◆ **INPUT DATA**
PR #2749, opened 2026-06-05
BB-780: Configure CRR queue processor poll interval

anurag4DSB:
**Note to reviewers:** `lib tests` is red, but it's a **pre-existing flake on `development/9.0`, unrelated to this change.** The flaky test is `BackbeatConsumer main tests › should be able to read messages sent to the topic and publish topic metrics` (intermittent 30s timeout). Proof: full CI was run on an empty commits off *unmodified* `development/9.0` - https://github.com/scality/backbeat/actions/runs/27203064676

Lowering `mpu_parts_concurrency` (to stop large MPUs overloading Metadata) makes a single large-MPU replication run longer than Kafka's 5-min `max.poll.interval.ms`, so the queue processor's consumer gets evicted mid-transfer — the partition is redelivered and you get duplicate work, orphan sproxyd parts, and ghost processes. This exposes that timeout so an operator can raise it and let long transfers finish. It's the short-term mitigation from the "CRR on large MPUs" root-cause plan; the real fix (keep polling while a slow task runs) is separate, larger work.

Only the replication **queue processor's** Kafka consumer. The value rides through to `BackbeatConsumer`, which already accepted `maxPollIntervalMs` — so there are no `lib/` changes. Downstream: federation has to render the key for S3C to use it (S3C-11270); Zenko sets it through config directly.

Unset behaves exactly as today — `BackbeatConsumer`'s existing 300000 default applies, so deployments that set nothing are unchanged. Every other consumer (status processor, lifecycle, GC, notification, metrics, queue populator) is deliberately untouched: this is the shortest, lowest-risk fix for the incident, and the queue processor is the only consumer with the documented slow-task problem. Making the timeout global, or tuning the other consumers, is intentionally left for a separate consistent methodology rather than bolted on here.

`extensions.replication.queueProcessor.maxPollIntervalMs` is now an optional config key, bounded both ways: minimum 45000 (librdkafka's `session.timeout.ms` floor, below which the client refuses to start) and maximum 1800000 (30 min) so the timeout can't be set unbounded — past 30 min a transfer is wedged and we want kafka to evict and redeliver rather than mask it. Wired into the consumer, plus a `KAFKA_..._MAX_POLL_INTERVAL_MS` entrypoint mapping for container deployments.

New unit tests assert the value passes through from config, stays optional, and is rejected outside [45000, 1800000]. Built TDD-style: the first commit adds the failing tests, the second implements the schema + wiring (check out the test commit alone and the spec goes red, proving the tests bite); the third adds the 30-min ceiling with its own rejection test.


anurag4DSB:
> * docker-entrypoint.sh:245 — unquoted env var breaks the file's quoting convention; a non-numeric value would silently produce an empty config (see inline suggestion)Config wiring, Joi validation, BackbeatConsumer passthrough, and tests all look correct. The bootstrap consume-guard ([BB-782](https://scality.atlassian.net/browse/BB-782)) and warning log are solid improvements.Review by Claude Code

This is handled

[BB-782]: https://scality.atlassian.net/browse/BB-782?atlOrigin=eyJpIjoiNWRkNTljNzYxNjVmNDY3MDlhMDU5Y2ZhYzA5YTRkZjUiLCJwIjoiZ2l0aHViLWNvbS1KU1cifQ

BourgoisMickael (approved):

extensions/replication/ReplicationConfigValidator.js
```diff
@@ -69,6 +72,7 @@ const joiSchema = joi.object({
         groupId: joi.string().required(),
         retry: qpRetryJoi,
         concurrency: joi.number().greater(0).default(10),
+        maxPollIntervalMs: joi.number().min(MAX_POLL_INTERVAL_MS_MIN),
```
BourgoisMickael: Should you also validate a maximum ?

What happens if we put 1 hour, or 1 day ? I suppose on a crash of the consumer, kafka will not notice it until the full interval is elasped, so we might wait a long time before another consumer can take its place

nicolas2bert (approved):
let's add a max limit to 30 minutes which let 1 hour for a task to finish (drain window) which should be more the enough for all our cases.

extensions/replication/ReplicationConfigValidator.js
anurag4DSB: We had originally decided not to have an upper bound on BB itself, but only on federation if we change our minds. I added it to BB, per Nico's comment below.

anurag4DSB:
ping

BourgoisMickael (approved):

anurag4DSB:
ping

nicolas2bert:
@bert-e bypass_build_status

◆ **EXERCISE DIRECTIONS**
Would you restate exactly the lines of the material above, from its opening line through the line with "Only the replication", and output only those?

◆ **WRITTEN ANSWER**
PR #2749, opened 2026-06-05
BB-780: Configure CRR queue processor poll interval

anurag4DSB:
**Note to reviewers:** `lib tests` is red, but it's a **pre-existing flake on `development/9.0`, unrelated to this change.** The flaky test is `BackbeatConsumer main tests › should be able to read messages sent to the topic and publish topic metrics` (intermittent 30s timeout). Proof: full CI was run on an empty commits off *unmodified* `development/9.0` - https://github.com/scality/backbeat/actions/runs/27203064676

Lowering `mpu_parts_concurrency` (to stop large MPUs overloading Metadata) makes a single large-MPU replication run longer than Kafka's 5-min `max.poll.interval.ms`, so the queue processor's consumer gets evicted mid-transfer — the partition is redelivered and you get duplicate work, orphan sproxyd parts, and ghost processes. This exposes that timeout so an operator can raise it and let long transfers finish. It's the short-term mitigation from the "CRR on large MPUs" root-cause plan; the real fix (keep polling while a slow task runs) is separate, larger work.

Only the replication **queue processor's** Kafka consumer. The value rides through to `BackbeatConsumer`, which already accepted `maxPollIntervalMs` — so there are no `lib/` changes. Downstream: federation has to render the key for S3C to use it (S3C-11270); Zenko sets it through config directly.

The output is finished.